''A Picture of A Picture''
The first thing I wanted to do when I got into university was visit the gigantic selection of art books I knew they would have in the library. Until then I was stuck with the very small selection of usual suspects at my local library; Warhol, Dali, Picasso and Van Gogh etc.
When I finally got into the building one of the first books I stumbled across was an intriguing black book that seemed to have no words or titles on it. But when I ran my hand over the cover I found that it had been embossed with the words .''Dennis Hopper Out Of The 60's''. It was a book of photographs by the actor Dennis Hopper.
The first surprise was that Dennis Hopper was a photographer, I had always known him as an actor and director. Then upon opening the book I was struck again by an unusual photograph just inside the cover. It was a picture of a black and white television screen with the Kennedy funeral being played on it. I wasn't alarmed by the nature of the picture, I was alarmed that here I was in the art section of the library looking at a photograph of a television program. In a sense I was looking at 'a picture of a picture’.
How is this art? I wondered.
Can you take a photograph of an image on television?
Can you take a photograph of a television set?
I started to wonder if this is something I could use in my own work with oil paint.

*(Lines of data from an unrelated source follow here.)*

PR #739, opened 2026-05-07
Add synthetic resource bindings for Vulkan and CUDA

jvepsalainen-nv:
## Summary

This PR adds an opt-in synthetic-resource binding path to `slang-rhi` for compiler-synthesized resources that are not part of the normal reflected shader interface.

Related to Slang issue https://github.com/shader-slang/slang/issues/10794.

Depends on Slang release v2026.9.1.

The first consumer is shader coverage, where Slang exposes a hidden writable counter buffer through metadata and `slang-rhi` needs to merge that resource into program layout and runtime binding without adding a second backend-specific binding model.

## API shape

The optional API is declared in `<slang-rhi/synthetic-bindings.h>` and documented in `docs/synthetic-bindings.md`.

- `ShaderProgramSyntheticResourcesDesc`
- `SyntheticResourceBindingDesc`
- `SyntheticBindingLocation`
- `ISyntheticShaderProgram`
- `bindSyntheticResource(...)`

Runtime binding still goes through the existing `ShaderOffset` / `IShaderObject::setBinding()` path. Synthetic resources are merged into the program's internal layout model, and ordinary programs do not expose `ISyntheticShaderProgram`.

## Implementation

- The main `slang-rhi.h` header only keeps the `StructType` enum value needed for `ShaderProgramDesc.next`; optional synthetic binding declarations live in the separate header.
- `ShaderProgram` stores synthetic-resource data behind a nullable state object, so ordinary programs do not carry synthetic-resource vectors or owned strings.
- Common parsing, validation, descriptor copying, and resolved-location storage live in `src/synthetic-resource-bindings.*`.
- Vulkan merges synthetic resources into the root descriptor layout and preserves explicit Vulkan set numbers only when synthetic resources are present.
- CUDA merges synthetic resources into the root layout using the existing uniform-offset marshaling path.
- Unsupported backends keep the normal path unchanged when no synthetic descriptor is provided and return `SLANG_E_NOT_IMPLEMENTED` for non-empty synthetic descriptors.
- The Emscripten package still links the CMark archive shipped with the Slang release because the static Slang compiler archive references it.

## Tests

Added focused synthetic-resource tests covering:

- opt-in interface behavior for ordinary programs
- unsupported-backend rejection behavior
- invalid descriptor validation
- `ISyntheticShaderProgram` location queries
- `bindSyntheticResource(...)`
- end-to-end Slang metadata consumption on Vulkan
- CUDA layout and binding-path coverage

## Intended Flow

1. Slang exposes hidden-resource metadata for the compiled shader.
2. The host translates that metadata into `SyntheticResourceBindingDesc` records.
3. The host passes those records into `createShaderProgram()` via `ShaderProgramDesc.next`.
4. `slang-rhi` merges the synthetic resources into backend layout state only on supported backends.
5. The host binds by synthetic resource id using `bindSyntheticResource(...)`, or queries `ISyntheticShaderProgram` and calls `setBinding()` directly.

## Backend Coverage

Implemented in this PR:

- Vulkan
- CUDA

Follow-up backend work can add D3D12, Metal, and CPU support without changing the public API shape.


tests/test-synthetic-resource-bindings.cpp
```diff
@@ -0,0 +1,381 @@
...
+    case slang::SyntheticResourceAccess::Read:
+        return SyntheticResourceAccess::Read;
+    case slang::SyntheticResourceAccess::Write:
+        return SyntheticResourceAccess::Write;
+    case slang::SyntheticResourceAccess::ReadWrite:
+        return SyntheticResourceAccess::ReadWrite;
+    default:
+        SLANG_RHI_ASSERT_FAILURE("Unhandled synthetic resource access");
+        return SyntheticResourceAccess::Read;
+    }
```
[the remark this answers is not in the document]
jvepsalainen-nv: This integration test intentionally depends on the Slang-side synthetic resource metadata/query API from slang#11080. That companion PR is planned to land first, so I kept the real end-to-end metadata path here instead of adding compatibility shims for the older pinned Slang snapshot.

tests/test-synthetic-resource-bindings.cpp
```diff
@@ -0,0 +1,381 @@
...
+    if (device->getDeviceType() == DeviceType::CUDA)
+    {
+        CHECK_EQ(location.offset.uniformOffset, 16u);
+    }
+
+    ComPtr<IShaderObject> rootObject;
+    REQUIRE_CALL(device->createRootShaderObject(shaderProgram.get(), rootObject.writeRef()));
+
+    auto buffer = createTestBuffer(device);
+    REQUIRE_CALL(bindSyntheticResource(shaderProgram.get(), rootObject.get(), kSyntheticResourceID, Binding(buffer)));
```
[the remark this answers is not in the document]
jvepsalainen-nv: Added an end-to-end Vulkan coverage case here. It now binds a normal output buffer plus the synthetic coverage buffer, dispatches once, verifies `outBuffer[0] == 10`, and reads the synthetic counter buffer back to confirm that the coverage instrumentation actually consumed the hidden binding. I kept the smaller direct synthetic-binding test as an API wiring check for the non-metadata path.

jvepsalainen-nv:
Addressed the outside-diff ABI comment in 00389bd: `StructType::ShaderProgramSyntheticResourcesDesc` is now appended after the existing enum values instead of inserted after `ShaderProgramDesc`, so existing public `StructType` numeric values stay stable.

jvepsalainen-nv:
Candidates to split into separate PRs. There are required for shader coverage feature to work but they are not directly related to synthetic resource bindings:

  - 1c07dfe Fix Vulkan bring-up on macOS: separate Vulkan platform bring-up PR. It is useful for running on this Mac, but it is not conceptually part of synthetic resource binding.
  - a974fc4 Fix Vulkan barrier stages for unsupported features: separate Vulkan correctness PR. It fixes barrier stage masks based on supported device features, unrelated to the synthetic binding API.
  - Part of 35028aa: the vk-api.cpp / vk-backend.cpp cleanup belongs with 1c07dfe if we split macOS Vulkan bring-up. The rest of 35028aa is synthetic-resource validation and should stay.

src/vulkan/vk-api.cpp
```diff
@@ -112,6 +132,24 @@ Result VulkanApi::initGlobalProcs(const VulkanModule& module)
...
+{
+    SLANG_RHI_ASSERT(instance && vkGetInstanceProcAddr != nullptr);
+
+    vkEnumeratePhysicalDevices =
+        (PFN_vkEnumeratePhysicalDevices)vkGetInstanceProcAddr(instance, "vkEnumeratePhysicalDevices");
+    vkGetPhysicalDeviceProperties2 =
+        (PFN_vkGetPhysicalDeviceProperties2)vkGetInstanceProcAddr(instance, "vkGetPhysicalDeviceProperties2");
+
+    if (!(vkEnumeratePhysicalDevices && vkGetPhysicalDeviceProperties2))
+    {
```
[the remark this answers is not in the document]
jvepsalainen-nv: Addressed in 44a0138. Vulkan enumeration proc init now falls back to `vkGetPhysicalDeviceProperties2KHR`, and instance proc init falls back to both `vkGetPhysicalDeviceProperties2KHR` and `vkGetPhysicalDeviceFeatures2KHR` when the core names are unavailable.

src/shader.cpp
```diff
@@ -204,6 +208,159 @@ const ShaderProgramDesc& ShaderProgram::getDesc()
...
+        return SLANG_E_INVALID_ARG;
+    if (record.arraySize == 0)
+        return SLANG_E_INVALID_ARG;
+    if (record.scope == SyntheticResourceScope::EntryPoint)
+    {
+        if (record.entryPointIndex < 0)
+            return SLANG_E_INVALID_ARG;
+    }
+    return SLANG_OK;
+}
```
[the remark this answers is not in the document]
jvepsalainen-nv: Addressed in 44a0138. `_validateSyntheticResourceRecord` now rejects global-scope records with `entryPointIndex != -1` and rejects `uniformStride != 0` when `uniformOffset == -1`.

src/vulkan/vk-shader-object-layout.cpp
```diff
@@ -974,4 +1046,81 @@ void RootShaderObjectLayoutImpl::Builder::addEntryPoint(EntryPointLayout* entryP
...
+        auto descriptorSetIndex = findOrAddDescriptorSet((uint32_t)resource.space);
+        if (SLANG_FAILED(m_result))
+            return m_result;
+
+        VkDescriptorSetLayoutBinding vkBindingRangeDesc = {};
+        vkBindingRangeDesc.binding = (uint32_t)resource.binding;
+        vkBindingRangeDesc.descriptorCount = resource.arraySize;
+        vkBindingRangeDesc.descriptorType = _mapDescriptorType(resource.bindingType);
+        vkBindingRangeDesc.stageFlags = VK_SHADER_STAGE_ALL;
+        if (!addDescriptorSetBinding(
```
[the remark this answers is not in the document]
jvepsalainen-nv: Addressed in 44a0138. Vulkan synthetic resource layout creation now rejects unmapped descriptor types before adding the descriptor set binding, so unsupported binding types fail with `SLANG_E_INVALID_ARG` earlier.

jvepsalainen-nv:
Change back to draft. We need a new Slang release with the synthetic metadata API.

tests/test-synthetic-resource-bindings.cpp
```diff
@@ -0,0 +1,422 @@
...
+
+    buffer.setNull();
+    rootObject.setNull();
+    syntheticProgram.setNull();
+    shaderProgram.setNull();
+}
```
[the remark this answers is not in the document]
jvepsalainen-nv: CUDA runtime consumption is now covered by `synthetic-resource-bindings-from-slang-metadata`, which is declared `Vulkan | CUDA` and dispatches/readbacks both the output buffer and coverage counter buffer. I am intentionally not adding EntryPoint-scope runtime coverage in this PR because both synthetic-resource backends currently reject non-Global scopes while building layout (`SLANG_E_NOT_IMPLEMENTED`) before any binding location exists. Exercising the `bindSyntheticResource()` entry-point branch requires backend support for entry-point-scoped synthetic resources, which is separate from consuming the Slang coverage metadata this PR needs.

jvepsalainen-nv:
CI is passing using Slang v2026.9

CMakeLists.txt
```diff
@@ -158,6 +158,11 @@ if(NOT DEFINED SLANG_RHI_DXC_URL)
     set(SLANG_RHI_DXC_URL "https://github.com/microsoft/DirectXShaderCompiler/releases/download/v1.9.2602/dxc_2026_02_20.zip")
 endif()
 
+# Swift CMark is a Slang compiler dependency in static wasm packages.
```
jvepsalainen-nv: This needs to be fixed in Slang release packaging. Slang has added n libcmark-gfm.a dependency in 2026.5.

skallweitNV:
@jvepsalainen-nv splitting off the parts of this PR that can go in standalone before the synthetic resources would be very welcome as it brings down the scope of the main PR. I wonder if "synthetic" is the correct term, but I might have a better idea once I dug through the code a bit.

skallweitNV:
Here is an initial (AI generated) review. I will take another look tomorrow, but the clean approach of having Slang expose synthetic bindings through reflection data is obviously not feasible. I like the idea of using extended descriptors, but I'm also a bit afraid of some of the complexity this currently adds.


### Summary

This PR introduces a mechanism for the host application to inject "synthetic" (compiler-generated, non-reflected) resource bindings into a `ShaderProgram`'s internal layout. The first use case is shader coverage tracing, where the Slang compiler emits a hidden RWBuffer for hit counters that isn't part of normal shader reflection.

---

### 1. Architectural Impact Assessment

**Scope of intrusion:**

| Layer | Impact |
|-------|--------|
| Public API (`slang-rhi.h`) | +174 lines: new enums, structs, interface, free function |
| `ShaderProgram` base class | Now multiply-inherits `ISyntheticShaderProgram`, stores synthetic records/locations |
| `ShaderObjectLayout` base | New virtual `getMinUniformBufferSize()` |
| `ShaderObject` base (`init()`) | Consults new virtual for buffer sizing |
| Vulkan `ShaderObjectLayoutImpl::Builder` | Refactored from map-based to direct-indexed descriptor sets; new `addDescriptorSetBinding()` with collision detection; `m_result` error propagation threaded throughout |
| Vulkan `RootShaderObjectLayoutImpl` | Now receives `ShaderProgram*`, calls `addSyntheticResources()` |
| CUDA `RootShaderObjectLayoutImpl` | Factory method, new `_addSyntheticResources()`, `m_minUniformBufferSize` |
| `vk-utils.cpp` | `calcPipelineStageFlags` signature changed (now takes `const VulkanApi&`), all call sites updated |
| `vk-backend.cpp` / `vk-api.cpp` | macOS Vulkan bring-up, enumeration proc refactor (unrelated to synthetic resources) |

The PR modifies **core architectural layers** (`ShaderProgram`, `ShaderObjectLayout`, `ShaderObject`) — these are classes that every backend inherits from or interacts with.

---

### 2. Key Concerns

#### 2.1 Layout class now aware of `ShaderProgram` (circular dependency smell)

Previously, the layout construction was a pure function of Slang reflection data. Now `RootShaderObjectLayoutImpl::Builder` holds a `ShaderProgram*` and writes back to it (`addResolvedSyntheticBindingLocation`). This creates a bidirectional coupling: `ShaderProgram` owns the layout, and the layout builder writes back into `ShaderProgram`.

This isn't necessarily wrong, but it breaks the clean unidirectional data flow (`desc → layout → object`) that existed before. Future developers need to reason about when `m_syntheticBindingLocations` is populated relative to other initialization.

#### 2.2 Vulkan descriptor set model change (map → direct-index)

The old model used `std::map<uint32_t, uint32_t>` allowing arbitrary space indices to map to sequential vector positions. The new model uses `space` as a direct index into the vector, creating potentially empty descriptor sets for intermediate spaces. This is a **semantic behavior change** even for programs with zero synthetic resources:

- If Slang emits spaces `{0, 3}`, the old code created a 2-element vector (`[space0, space3]`). The new code creates a 4-element vector with empty sets at indices 1 and 2.
- Those empty descriptor sets will get `VkDescriptorSetLayout` objects created (with zero bindings), and will flow into `vkCreatePipelineLayout`.

While Vulkan technically allows empty descriptor set layouts, this changes the **descriptor set indexing** that `vkCmdBindDescriptorSets` expects. The `addAllDescriptorSetsRec()` traversal now needs to match this new layout. The TODO comment about contiguous sets was removed — suggesting this is intentional — but the compatibility implications for existing shaders with non-contiguous spaces aren't tested.

#### 2.3 Error propagation via `m_result` member

The builder now uses a deferred `m_result` field that's checked at multiple points. This replaces direct `return` values with a "poison-bit" pattern (once `m_result` is failed, all subsequent operations are no-ops). While functional, this pattern:
- Makes control flow harder to reason about (any prior operation could have silently failed)
- Requires discipline to check `m_result` at every entry point
- The existing code already uses `SLANG_RETURN_ON_FAIL` extensively — mixing both patterns is fragile

#### 2.4 `ShaderProgram` multiply-inherits from `ISyntheticShaderProgram`

The `getInterface()` return type changes from `IShaderProgram*` to `void*`, and now responds to two GUIDs. This is fine from a COM perspective, but it means **every program object** carries the `ISyntheticShaderProgram` vtable whether it has synthetic resources or not. The `queryInterface` call will succeed even with zero synthetic bindings (returning a count of 0), which could confuse consumers.

#### 2.5 Backend coverage: only Vulkan + CUDA

D3D12, Metal, and WebGPU aren't implemented. If a user passes synthetic resource descriptors on those backends, program creation will **silently succeed** (the records are stored but never resolved into binding locations). The `bindSyntheticResource()` helper would then fail at `findSyntheticBindingLocationByID` time since no locations were populated. This should probably fail earlier at `createShaderProgram` time if synthetic resources are requested on an unsupported backend.

#### 2.6 Maintenance burden for future backends/changes

Every future backend that implements shader program creation now needs to:
1. Accept `ShaderProgram*` in its layout builder
2. Iterate `m_syntheticResourceInputs`
3. Map binding types to native descriptor concepts
4. Call `addResolvedSyntheticBindingLocation` back into the program

This is a non-trivial maintenance tax, and it's not enforced at compile time (no pure virtual requiring implementation).

---

### 3. Is "Synthetic" the Right Term?

"Synthetic" conveys "compiler-generated / not authored by the user", which is accurate. However, several alternative terms might be clearer:

| Term | Pros | Cons |
|------|------|------|
| **Synthetic** | Familiar in compiler theory | Sounds artificial/fake; not obvious it means "hidden from reflection" |
| **Injected** | Clearly states the host is injecting something extra | Could imply runtime modification |
| **Implicit** | Used in Slang already for implicit parameters | Conflicts with C++ `implicit` keyword meaning |
| **Extra** / **ExtraDescriptor** | PR #726 (closed predecessor) used this | Generic, doesn't convey why |
| **InternalBinding** | Clear about visibility | Could confuse with RHI internals |
| **CompilerBinding** / **CompilerResource** | Most precise: the compiler emitted it | Longer, but very descriptive |

**Recommendation:** "Synthetic" is acceptable, but **"CompilerResource"** or **"CompilerBinding"** would be more self-documenting for a public API. The term should make clear that the *compiler* generated the resource and the *host* is supplying the binding.

---

### 4. Alternative Approaches (Less Intrusive)

#### 4.1 Post-hoc descriptor set patching (most minimal)

Instead of modifying the layout builder, provide a lightweight "extra descriptor write" at bind time:

```cpp
struct ExtraDescriptorWrite {
    uint32_t set;
    uint32_t binding;
    VkDescriptorType type;
    // ...
};
```

The root shader object could accept extra descriptor writes that get applied alongside the reflected bindings during `bindRootShaderObject`. This avoids modifying the layout builder entirely, at the cost of skipping validation that the binding slot is actually in the layout.

**Trade-off:** Less safe (no collision detection), but zero impact on layout construction.

#### 4.2 Extend `slang::ProgramLayout` reflection instead

If Slang's reflection API could expose these "synthetic" bindings as normal reflected parameters (perhaps with a flag marking them as compiler-internal), then slang-rhi wouldn't need *any* special handling — the existing layout builder would pick them up naturally. This pushes complexity into Slang but keeps slang-rhi clean.

**Trade-off:** Requires Slang compiler changes (which are already happening in [shader-slang/slang#11080](https://github.com/shader-slang/slang/pull/11080)), but would eliminate the entire synthetic resource concept from the RHI.

#### 4.3 Dedicated "system binding" descriptor set

Reserve one well-known descriptor set (e.g., set 31) for all compiler-injected resources. The RHI always allocates this set, and `bindSyntheticResource` just writes into it directly without modifying the program layout. This is how many engines handle debug/profiling resources.

**Trade-off:** Wastes a descriptor set slot on every pipeline, but completely decouples synthetic resources from the reflection-driven layout system.

#### 4.4 Composition via wrapper ShaderObject

Create a `SyntheticResourceShaderObject` that wraps the root shader object and intercepts `bindRootShaderObject` to append synthetic descriptor writes. No changes to ShaderProgram or layout needed.

**Trade-off:** Another layer of indirection, but zero intrusion into core.

---

### 5. Unrelated Changes Bundled In

As the author noted, these should be split out:
- **`vk-api.cpp` macOS Vulkan bring-up** (library path candidates, `initEnumerationProcs`)
- **`vk-utils.cpp` / `vk-command.cpp` barrier stage flags** (feature-aware stage masks) — this is a real correctness fix but unrelated
- **`cuda-device.cpp` feature detection refactor** (removing compute-capability-based feature flags) — also unrelated

These represent ~30% of the diff volume and muddy the review.

---

### 6. Verdict

**Disruptiveness: Medium-High.** The PR touches core abstractions (`ShaderProgram`, `ShaderObjectLayout`, `ShaderObject`) that every backend inherits from. The Vulkan descriptor set model was materially changed (map→direct-index). The bidirectional coupling between program and layout builder is a new pattern.

**Maintenance burden: Moderate.** Each new backend needs manual synthetic resource handling. The `m_result` poison-bit error propagation adds cognitive overhead. The empty-descriptor-set behavior for sparse spaces needs ongoing awareness.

I had always been a fan of Andy Warhol and understood that he used images from advertising and popular culture in his art. I thought it was an astounding breakthrough in terms of subject matter that he had decided to simply paint an everyday can of Soup.
It turns out Dennis Hopper felt exactly the same way and had bought one of the very first Soup Cans from Warhol for only $12 before he was famous!
This television idea opened up a world of possibility for me and I would start playing with the idea of a picture within a picture. A frame within a frame. I could use an image from the page as well, for example a vintage car magazine sitting on a coffee table. I could paint the whole scene as it is. I could zoom in on the magazine and leave out the table, or I could just single out the image on the cover and only paint that. The possibilities seemed endless.